PR #1365, opened 2020-02-27
use unshift instead of push for updating LOAD_PATH

pravi:
When another version is already installed the current implementation will prefer that instead of local version. This means a wrong version of the gem gets added to gemspec file when building from github source repo (for example when creating a debian package).


nbulaj:
Thanks @pravi !

PR #1368, opened 2020-03-04
pass auth on after_successful_authorization

ericsullivan:
### Summary

I needed to correlate the session_id with an AccessGrant and then copy it to the AccessToken (to support back-channel logout). I added an sid column to both tables, but could not set it's value in 'after_successful_authorization', as the auth objects were not available. This change passes those auth objects to the callback so they can be modified.

### Other Information

An example of using this code to set the sid:

```ruby
after_successful_authorization do |controller, auth|
  case auth
  when Doorkeeper::OAuth::CodeResponse
    access_grant = auth.auth.token
    access_grant.sid = controller.session[:session_id]
    access_grant.save!

  when Doorkeeper::OAuth::TokenResponse
    case grant_type = controller.params[:grant_type]
    when 'authorization_code'
      # Copy the session id from the Doorkeeper::AccessGrant to the
      # Doorkeeper::AccessToken (to support single-sign-out)
      access_grant = controller.send(:strategy).request.grant

      access_token = auth.token
      access_token.sid = access_grant.sid
      access_token.save!
    when 'refresh_token'
      raise 'TODO'
    else
      raise "Not Implemented for grant_type: #{grant_type}"
    end
  else
    raise "Not Implemented for class: #{auth.class}"
  end
end
```

### DIFF
--- a/CHANGELOG.md
+++ b/CHANGELOG.md
@@ -10,18 +10,19 @@ User-visible changes worth mentioning.
 - [#1354] Add option to authorize the calling user to access an application.
 - [#1355] Allow to enable polymorphic Resource Owner association for Access Token & Grant
   models (`use_polymorphic_resource_owner` configuration option).
-  
+
   **[IMPORTANT]** Review your custom patches or extensions for Doorkeeper internals if you
   have such - since now Doorkeeper passes Resource Owner instance to every objects and not
   just it's ID. More info could be found in GitHub PR description.
-  
+
 - [#1356] Remove duplicated scopes from Access Tokens and Grants on attribute assignment.
-- [#1357] Fix `Doorkeeper::OAuth::PreAuthorization#as_json` method causing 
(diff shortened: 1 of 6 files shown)


nbulaj:
Hi @ericsullivan . The problem with such changes is that always somebody needs more info from the hooks. But we can't increase amount of arguments everytime :( We need to balance between codebase and developers needs.

I have some thoughts on how to make it more generic so everybody will be happy, but it's hard to describe it here. If you don't mind I would be happy to propose a PR instead of this one that will allow to use the hook you need

nbulaj:
Hi @ericsullivan . I've added desired behavior in #1384. Now you have a generic context object with attributes you need in hooks:

```ruby
after_successful_authorization do |controller, context|
  case context.auth
    # ...
end
```

Thanks for your idea and contribution :handshake:

ericsullivan:
@nbulaj That PR is exactly what I was going to suggest after reading your feedback. Thank you for the quick response.

PR #1708, opened 2024-05-12
Do not instantiate ActiveRecord model early

### LINKED ISSUE #1703: Doorkeeper is loading ActiveRecord too early
### Steps to reproduce
We found a weird behavior as we were upgrading Rails (7.0 => 7.1). When upgrading Rails, it generates a file called `config/initializers/new_framework_defaults.rb` where it sets a bunch of `Rails.application.config.x.y = :something` in preparation for changing Rails defaults to the latest version.

We noticed that some of these configs, especially the ones in `config.active_record.X` did not take hold. Meaning, they did not change the behavior of ActiveRecord. We dug into this further and found out that this happens when gem loads ActiveRecord too early. Here's a Rails issue describing the problem: https://github.com/rails/rails/issues/50133. There's even work (in Rails) towards warning when this happens: https://github.com/rails/rails/pull/46047

For Doorkeeper, specifically, we traced it down to here:
https://github.com/doorkeeper-gem/doorkeeper/blob/1cc7145ba195cd48a703abfb904b11fbdeff0aa1/lib/doorkeeper/config.rb#L440-L442

Calling `access_token_model` will constantize the configured class and essentially loads an autoloaded model that lives inside `app/models/..` within the application. The problem is that this method is invoked very early in the setup phase of the doorkeeper gem:

=> https://github.com/doorkeeper-gem/doorkeeper/blob/main/lib/doorkeeper/orm/active_record.rb#L41
from https://github.com/doorkeeper-gem/doorkeeper/blob/main/lib/doorkeeper.rb#L160-L172
from https://github.com/doorkeeper-gem/doorkeeper/blob/main/lib/doorkeeper/engine.rb#L23-L25

I've created a repo to help illustrate the problem. The README has the information.
https://github.com/ngan/doorkeeper-activerecord-load-issue

tachyons:
### Summary 
Do not instantiate active record models before loading active record, as it can cause several side effects.

Fixes #1703

### DIFF
--- a/lib/doorkeeper/orm/active_record.rb
+++ b/lib/doorkeeper/orm/active_record.rb
@@ -33,12 +33,14 @@ module Doorkeeper
       end
 
       def self.initialize_configured_associations
-        if Doorkeeper.config.enable_application_owner?
-          Doorkeeper.config.application_model.include ::Doorkeeper::Models::Ownership
-        end
+        ActiveSupport.on_load(:active_record) do
+          if Doorkeeper.config.enable_application_owner?
+            Doorkeeper.config.application_model.include ::Doorkeeper::Models::Ownership
+          end
 
-        Doorkeeper.config.access_grant_model.include ::Doorkeeper::Models::PolymorphicResourceOwner::ForAccessGrant
-        Doorkeeper.config.access_token_model.include ::Doorkeeper::Models::PolymorphicResourceOwner::ForAccessToken
+          Doorkeeper.config.access_grant_model.include ::Doorkeeper::Models::PolymorphicResourceOwner::ForAccessGrant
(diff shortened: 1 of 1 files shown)


nbulaj:
I remember we already had such hook and it also lead to a lot of issues, unfortunately. I believe we can find them in the issues section

nbulaj (approved):
Well, let's try to use AS hooks once again :crossed_fingers:

nbulaj:
Can you please add a changelog entry?

tachyons:
I checked the old issues and found that active support hooks caused issues
for STI loading. So I wanted to add tests for that before
proceeding further. But I haven't got time for that yet.

nbulaj:
We merged  #1804 so I believe we can close this one. Thanks!

tachyons:
Thanks @nbulaj

PR #1712, opened 2024-06-28
Add Pragma: no-cache to token response

ransombriggs:
### Summary

According to the [spec](https://datatracker.ietf.org/doc/html/rfc6749#section-5.1) we should be returning a `Pragma` header in the token response.

> The authorization server MUST include the HTTP "Cache-Control"
>   response header field [[RFC2616](https://datatracker.ietf.org/doc/html/rfc2616)] with a value of "no-store" in any
>   response containing tokens, credentials, or other sensitive
>   information, as well as the "Pragma" response header field [[RFC2616](https://datatracker.ietf.org/doc/html/rfc2616)]
>   with a value of "no-cache".

When I was doing a review of our implementation I found that the `Pragma` header is missing so adding it to be compliant.

### DIFF
--- a/lib/doorkeeper/oauth/token_response.rb
+++ b/lib/doorkeeper/oauth/token_response.rb
@@ -30,6 +30,7 @@ module Doorkeeper
         {
           "Cache-Control" => "no-store, no-cache",
           "Content-Type" => "application/json; charset=utf-8",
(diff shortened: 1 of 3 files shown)


nbulaj (approved):
LGTM, thanks!

PR #1715, opened 2024-07-11
Fix token introspection invalid request reason

ransombriggs:
### Summary

I was validating the client authentication in the token introspection endpoint and got a "The request is missing a required parameter, includes an unsupported parameter value, or is otherwise malformed." error which was kind of confusing and so I took a look at the code and this appears to be not intentional.  The `invalid_request_reason` is a private method so when the `try(:invalid_request_reason)` runs it returns `nil` and so it falls back to the default.  I went with a quick fix but making the `attr_reader` public so that the error_description is set properly.

### DIFF
--- a/CHANGELOG.md
+++ b/CHANGELOG.md
@@ -9,6 +9,7 @@ User-visible changes worth mentioning.
 
 Add your entry here.
 
+- [#1715] Fix token introspection invalid request reason
 - [#1714] Fix `Doorkeeper::AccessToken.find_or_create_for` with empty scopes which raises NoMethodError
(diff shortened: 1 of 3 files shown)


nbulaj (approved):
Makes sense, thanks! LGTM

Can you please also add a changelog entry and squash the commits? :pray:  Thanks!

ransombriggs:
I rebased from `main`, added to the changelog and force-pushed [d86fc47](https://github.com/doorkeeper-gem/doorkeeper/pull/1715/commits/d86fc47abac1219b70b271be603708f4cc3920fd)

PR #1723, opened 2024-07-27
Add Ruby 3.3 to GitHub Actions testing matrix

ThisIsMissEm:
### Summary

Ruby 3.3.4 is the current latest stable version of Ruby, however, we are currently not testing it in GitHub Actions (we were only going up to ruby 3.2)

This adds support for 3.3 to the testing matrix.

I do note that according to the Gemspec, we support `>= 2.7`, so we should probably also include Ruby 2.7 in the testing matrix at least.

### DIFF
--- a/.github/workflows/ci.yml
+++ b/.github/workflows/ci.yml
@@ -19,11 +19,12 @@ jobs:
     strategy:
       fail-fast: true
       matrix:
-        os: [ ubuntu-latest ]
+        os: [ubuntu-latest]
         ruby:
-          - '3.0'
-          - '3.1'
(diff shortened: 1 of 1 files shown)


nbulaj (approved):
Thanks!

> I do note that according to the Gemspec, we support >= 2.7, so we should probably also include Ruby 2.7 in the testing matrix at least.

While we're trying to support older Rubies as well (I mean we're trying to allow legacy projects to still use newer versions of the gem) I don't think there is much sense to add EOL ruby to the test matrix. Inconvenient, yes, but that's how I personally see it.

PR #1732, opened 2024-09-23
Fix Gemfile & Dockerfile to get passing tests

ransombriggs:
### Summary

This tweaks the Dockerfile and Gemfile to get a passing docker build.  This could probably be tweaked back more towards its original style, but it was much easier to debug when I could run the bundle process as the doorkeeper user.

PR #1735, opened 2024-10-02
Add pkce_code_challenge_methods option

### LINKED ISSUE #1717: Option to specify supported PKCE code_challenge_methods supported
In [OAuth 2.0 Security Best Current Practices](https://www.ietf.org/archive/id/draft-ietf-oauth-security-topics-27.html#name-authorization-code-grant), the PKCE code_challenge_method of `plain` MUST NOT be used, as it leaks the code_verifier in the authorization request:

> When using PKCE, clients SHOULD use PKCE code challenge methods that do not expose the PKCE verifier in the authorization request. Otherwise, attackers that can read the authorization request (cf. Attacker A4 in [Section 3](https://www.ietf.org/archive/id/draft-ietf-oauth-security-topics-27.html#secmodel)) can break the security provided by PKCE. **Currently, S256 is the only such method.**

Doorkeeper's PKCE support currently supports both `plain` and `S256` and there is no easy way to disable 'plain' to be inline with security best current practices.

## Potential Resolution

Add a `code_challenge_methods_supported` option that is an array of methods, defaulting to `['plain', 'S256']` which is then used when [validating the code_challenge_method](https://github.com/doorkeeper-gem/doorkeeper/blob/main/lib/doorkeeper/oauth/pre_authorization.rb#L153-L158).

Additionally this should be exposed via `Doorkeeper.configuration.code_challenge_methods_supported`, such that servers implementing OAuth Authorization Server Metadata (also now recommended, issue #1587) can return `code_challenge_methods_supported` property.

ThisIsMissEm:
### Summary

This fixes #1717, allowing a user to prevent using the `plain` method for PKCE code challenges, since using `plain` is deemed insecure (as noted in the PKCE RFC)

This is based off of #1732, I also have some local changes that pull in irb and debug gems for interactive debugging, which I found helpful when testing in the console via:

```sh
$ docker run -it --rm doorkeeper:test /srv/bin/console
```

### Other Information

In `validate_pkce_code_challenge_methods` I did want to log an error if the database hadn't been configured for PKCE, however, due to how this code is instantiated, I wasn't able to get that working due to the model class not yet being loaded by `bin/console` (so I'm assuming issues may happen in actual usage too).

The [error message does list](https://github.com/doorkeeper-gem/doorkeeper/blob/de0fb1fc0cbe8b9ac2a3ba49c21a0730ea21dd0b/config/locales/en.yml#L103) the supported methods always as `plain or S256` — to fix that, we'd need to parameterize the localisation message to receive the supported code challenge methods. I wasn't sure if I should make such a change here.

This also limits us to only ever supporting plain or S256, but to [my knowledge no other PKCE code challenge methods exist](https://www.iana.org/assignments/oauth-parameters/oauth-parameters.xhtml#pkce-code-challenge-method), and doorkeeper wouldn't have support for them anyway due to how it [hardcodes which ones it supports](https://github.com/doorkeeper-gem/doorkeeper/blob/5bf9d406dd710209cb2bc0600a20aa52178ff32b/lib/doorkeeper/oauth/authorization_code_request.rb#L98).

### DIFF
--- a/Dockerfile
+++ b/Dockerfile
@@ -28,21 +28,23 @@ ENV LANG=en_US.UTF-8
 ENV LANGUAGE=en_US:en
 ENV LC_ALL=en_US.UTF-8
 
-ENV BUNDLER_VERSION=2.5.11
-RUN gem install bundler -v ${BUNDLER_VERSION} -i /usr/local/lib/ruby/gems/$(ls /usr/local/lib/ruby/gems) --force
-
 WORKDIR /srv
-
-COPY Gemfile doorkeeper.gemspec /srv/
-COPY lib/doorkeeper/version.rb /srv/lib/doorkeeper/version.rb
-
-RUN bundle install
 
 COPY . /srv/
 
-RUN chown -R doorkeeper:doorkeeper /srv/coverage
+RUN chown -R doorkeeper:doorkeeper /srv
 
 # Set the running user for resulting container
 USER doorkeeper
 
-CMD ["rake"]
+RUN mkdir -p /srv/.local/gem/share
+ENV GEM_HOME=/srv/.local/gem/share
+
+ENV BUNDLER_VERSION=2.5.11
+RUN gem install bundler -v ${BUNDLER_VERSION}
+
+# This is a fix for sqlite alpine issues
+RUN bundle config force_ruby_platform true
+RUN bundle install
+
+CMD ["bundle", "exec", "rake"]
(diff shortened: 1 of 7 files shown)


nbulaj (approved):
I like it :bow:  Thanks a lot!

ransombriggs:
I pushed up https://github.com/doorkeeper-gem/doorkeeper/pull/1747 to try and fix the error message when `plain` is passed.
+ + +
* [What is being asked]: For each line above that contains the word "draft", make a copy.

* [Solution to this problem]:
In [OAuth 2.0 Security Best Current Practices](https://www.ietf.org/archive/id/draft-ietf-oauth-security-topics-27.html#name-authorization-code-grant), the PKCE code_challenge_method of `plain` MUST NOT be used, as it leaks the code_verifier in the authorization request:
> When using PKCE, clients SHOULD use PKCE code challenge methods that do not expose the PKCE verifier in the authorization request. Otherwise, attackers that can read the authorization request (cf. Attacker A4 in [Section 3](https://www.ietf.org/archive/id/draft-ietf-oauth-security-topics-27.html#secmodel)) can break the security provided by PKCE. **Currently, S256 is the only such method.**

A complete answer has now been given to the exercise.